What is expected: In the data, find the word "this" and copy out every line that has it.

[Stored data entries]
++++++++++
PR #3876, opened 2025-04-10
fix(rateLimit): increase limit for providers.json

bodinsamuel:
## Changs

- increase limit for providers.json
Since all runners hit this endpoint with just 2-4 ips, it spammed the API. It should be better like this, but ultimately it's not enough

- Add more granular increment for rate limit size
The jump was a bit too big

### DIFF
--- a/packages/server/lib/middleware/ratelimit.middleware.ts
+++ b/packages/server/lib/middleware/ratelimit.middleware.ts
@@ -19,8 +19,8 @@ const rateLimiterSize: Record<DBPlan['api_rate_limit_size'], number> = {
     m: defaultLimit,
     l: defaultLimit * 5,
     xl: defaultLimit * 10,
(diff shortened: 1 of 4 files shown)


packages/server/lib/middleware/ratelimit.middleware.ts
```diff
@@ -117,6 +118,8 @@ function getPointsToConsume(req: Request, res: Response<any, RequestLocals>, max
     if (specialPaths.some((p) => fullPath.startsWith(p))) {
         // limiting to 6 requests per period to avoid brute force attacks
         return Math.floor(maxPoints / 6);
+    } else if (fullPath === '/providers.json') {
+        return 1;
```
TBonnin, line 123: maybe a comment to explain why /providers.json get a higher limit

TBonnin (approved):

PR #3877, opened 2025-04-10
feat(logs): search in global field, index batchSave

bodinsamuel:
## Changes

Fixes https://linear.app/nango/issue/NAN-2698/full-text-search-includes-payloads
Fixes https://linear.app/nango/issue/NAN-2699/search-logs-by-record-id

- Search in global field
It's still not searching everything but a selected number of fields, however, it's already better since we now have error messages, status codes and such. And we can add more.

- Index `batchSave`
Index this payload outside meta so we can store records id in the global field. This will probably log a lot of data in prod.

## 🧪 Tests

- Do that

https://github.com/user-attachments/assets/d6526b6e-4666-46d7-a782-4a1d2d7a06b9

### DIFF
--- a/packages/persist/lib/records.ts
+++ b/packages/persist/lib/records.ts
@@ -127,7 +127,7 @@ export async function persistRecords({
             `Successfully batched ${allModifiedKeys.size} record${allModifiedKeys.size > 1 ? 's' : ''} for model ${baseModel}`,
             { persistType },
             {
-                batchSave: {
+                persistResults: {
                     model: baseModel,
                     added: summary.addedKeys.length,
                     updated: summary.updatedKeys.length,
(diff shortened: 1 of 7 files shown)


packages/persist/lib/records.ts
++++++++++
Exercise response:
Since all runners hit this endpoint with just 2-4 ips, it spammed the API. It should be better like this, but ultimately it's not enough
Index this payload outside meta so we can store records id in the global field. This will probably log a lot of data in prod.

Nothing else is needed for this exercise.